- Owner: Scouting Ireland
- Age range: 6–8
- Headquarters: National Office
- Location: Larch Hill, Dublin 16
- Country: Republic of Ireland and Northern Ireland
- Chief Scout: Christy McCann
- Affiliation: World Scout Movement
|  | Next Cub Scouts |
- Website www.scouts.ie/Beaver-Scout/

= Beaver Scouts (Scouting Ireland) =

Beaver Scouts (commonly known as Beavers) are the youngest age group in Scouting Ireland, being boys and girls aged between 6 and 8 years of age. The personal progressive scheme is broken down into three stages 'Bree' (Year 1) 'Ruarc' (Year 2) and 'Conn', while Adventure skills, Special Interest Badges and the Chief Scout Award also form part of the progress scheme.

==Structure==
A group of Beavers is called a Beaver Scout Colony. The colony is run by a team of Programme Scouters (often with a "Section Scouter" as the head).

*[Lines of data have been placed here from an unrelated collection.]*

PR #5814, opened 2021-03-01
winhttp: skip certificate check if unable to send request

ianhattendorf:
In some circumstances (e.g. when proxies are involved), winhttp will fail to reach the WINHTTP_CALLBACK_STATUS_SENDING_REQUEST phase. If this occurs, we'll error with ERROR_WINHTTP_INCORRECT_HANDLE_STATE when attempting to query the server certificate context (see https://docs.microsoft.com/en-us/windows/win32/api/winhttp/nf-winhttp-winhttpsendrequest#remarks).

To avoid this, verify that WinHttpSendRequest has reached the WINHTTP_CALLBACK_STATUS_SENDING_REQUEST phase before checking the certificate. Since we're using WinHTTP in synchronous mode, we know for sure that once WinHttpSendRequest returns we've either sent it successfully or not.

NOTE: WINHTTP_CALLBACK_STATUS_SENDING_REQUEST appears to be deprecated with no direct replacement. WINHTTP_CALLBACK_STATUS_SENDREQUEST_COMPLETE is only available in async mode, and there doesn't appear to be a method of querying this flag outside of the status callback.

The beaver colony operates the lodge system, in accordance with the Scout method, whereby Beavers are divided into small groups called lodges. The head beaver in a lodge is known as a lodge leader who is helped by an assistant lodge leader; these positions are changed frequently within the lodge. The lodge system provides age-appropriate leadership opportunities for beaver scouts.